Abstract Winner – Cloud Computing & Big Data

                                                       CLOUD COMPUTING & BIG DATA

Author: Tom Velez

Coauthor(s): Emilia Apostolova PhD, Helen White, MBA, Patty Morris, David Eliason, MD and Tom Velez, PhD

Status: Completed Work

Funding Acknowledgment: This work was prepared by contractors supporting DoD/VA VCE under award number GS00Q09BGD0031 and government employees as part of their official duties. Title 17, USC, x105 provides that ’Copyright protection under this title is not available for any work of the U.S. Government.‘ Title 17, USC, x101 defines a U.S. Government work as a work prepared by a military service member or employee of the U.S. Government as part of that person‘s official duties. The views expressed in this article are those of the authors and do not necessarily reflect the official policy or position of the Department of the Navy, Department of Defense, or the U.S. Government.


The aim of this study is to utilize the Defense and Veterans Eye Injury and Vision Registry (DVEIVR), a DoD initiative to provide researchers with de-identified ocular care encounter data abstracted from military medical systems used by war zone clinicians in Afghanistan and Iraq, and develop methods for comprehensive and reliable Open Globe Injury (OGI) cohort identification in these registry records.
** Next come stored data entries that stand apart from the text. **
PR #172, opened 2016-02-22
chore(content): #157 Use the dev server endpoint for embedly

### LINKED ISSUE #157: Switch embedly URL over to use dev-server
The new endpoint is: `http://embedly-proxy.dev.mozaws.net/extract`, we should use this instead of localhost.

It would be good to add this to `default-config.yml` and leave it configurable.

k88hudson:
Fixes #157


k88hudson:
@oyiptong / @rlr / @jaredkerim R?

oyiptong:
need to fix npm scripts. they still want to run the embedly server

oyiptong:
screen shot 2016-02-22 at 4 41 52 pm

oyiptong:
Code looks fine. Request goes to the embedly server and the correct response is obtained.

Is it expected that the embedly content doesn't show up on screen?

oyiptong:
it works now!

oyiptong:
plus the places links are gone too... hmm weird

oyiptong:
r+

pdehaan:
What's odd is that I'm seeing a Flash of the shim data, and then it all disappears and my data gets loaded in, but it looks like everything gets wiped because I knocked over our Embedly proxy server (with HTTP 500, 400, and 414 statuses):

new_tab

oyiptong:
look at you. breaking our server on hour one ;-)

pdehaan:
look at you. passing 5000 URLs in a query string like there are no laws.
http___embedly-proxy_dev_mozaws_net_extract_urls_http___embedly-proxy_dev_mozaws_net_extract_urls_http_3a_2f_2fideatown_dev_3a8000_2f_urls_http_3a_2f_2flocalhost_3a1963_2factivity-streams_html_urls_http_3a_2f_2fidea-town-dev_elasticbeanstal

But yeah, the HTTP 414 seems to be "Request-URI Too Large".
I'm not able to reproduce the HTTP 500 at the moment, but it may have been due to some weird "places:" links or links to XPIs or other random URLs that I look at.

pdehaan:
Hopefully the Embedly proxy server has some logging so we can dig in and see what maybe caused the 500s. /cc @jaredkerim

jaredkerim:
@pdehaan Please file any tickets for the embedly proxy here: https://github.com/mozilla/embedly-proxy and include query data (in this case the full url hitting the server) so I can reproduce the error.  Thanks!

pdehaan:
@jaredkerim Sure thing! Peter's Private Browsing Data as a Service.
Although this particular use case may just be a temporary blip until we start POSTing the data instead of passing everything via the query string.

k88hudson:
I changed the limit on history items to be 25 instead, which should be a lot nicer

k88hudson:
@oyiptong ok, is this good to merge?

oyiptong:
Lgtm

PR #6, opened 2019-11-27
Serve frontend even with empty database (fix #5)

### LINKED ISSUE #5: Frontend panics when started with an empty database
When starting the frontend with an initialized but empty database it will throw the following error:
```
INFO[0000] Error retrieving latest epoch from the database: sql: Scan error on column index 0, name "max": converting NULL to uint64 is unsupported module=services
```

guybrush:


alokeutpal:
Mother C

PR #9, opened 2019-12-03
Implement search with typeahead

guybrush:


cmd/explorer/main.go
```diff
@@ -96,6 +96,7 @@ func main() {
 		router.HandleFunc("/validators/data/active", handlers.ValidatorsDataActive).Methods("GET")
 		router.HandleFunc("/validators/data/ejected", handlers.ValidatorsDataEjected).Methods("GET")
 		router.HandleFunc("/search", handlers.Search).Methods("POST")
+		router.HandleFunc("/searchAhead/{type}/{search}", handlers.SearchAhead).Methods("GET")
```
ppratscher: I don't believe we need a dedicated enpoint for the new search. You should be able to use the old /search endpoint with the new parameters.

handlers/search.go
```diff
@@ -13,17 +17,67 @@ func Search(w http.ResponseWriter, r *http.Request) {
...
-		http.Redirect(w, r, "/validator/" + search, 301)
+		http.Redirect(w, r, "/validator/"+search, 301)
 	} else {
 		http.Error(w, "Not found", 404)
 	}
-}
\ No newline at end of file
+}
+
+type SearchAheadBlocksResult []struct {
```
ppratscher: Please move type definitions into the dedicated types package

cmd/explorer/main.go
guybrush: I am now doing:
```golang
router.HandleFunc("/search", handlers.Search).Methods("POST")
router.HandleFunc("/search/{type}/{search}", handlers.SearchAhead).Methods("GET")
```

handlers/search.go
guybrush: Moved it to `types/templates.go`

PR #13, opened 2019-12-17
Make validators sortable

guybrush:
I think it is useful to be able to sort validators


handlers/validators.go
```diff
@@ -16,6 +16,79 @@ import (
 
 var validatorsTemplate = template.Must(template.New("validators").ParseFiles("templates/layout.html", "templates/validators.html"))
 
+type ValidatorDataQueryParams struct {
```
guybrush: Was not sure about this, maybe we should put this also into types-module? (helper-function inclusive)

OGIs are considered emergencies requiring immediate surgical care and are a major cause of blindness and/or enucleations. Given the possibility of such catastrophic outcomes, early OGI treatment delivered in theater, associated outcomes, and risk factors are an active field of research. Ophthalmic war zone research poses challenges since early management of wounds to the eye are typically complicated by concurrent life threatening brain/systemic injuries and/or loss of limb. Additionally OGI wounds (globe lacerations, ruptures) following exposure to blasts can be subtle and/or occult, requiring exploratory surgery or imaging for definitive diagnosis. The initial surgical management of OGI is typically performed by deployed ophthalmologists working in concert with other surgeons in mass casualty/emergent care centers such as fielded combat support hospitals (CSHs) with variable resources.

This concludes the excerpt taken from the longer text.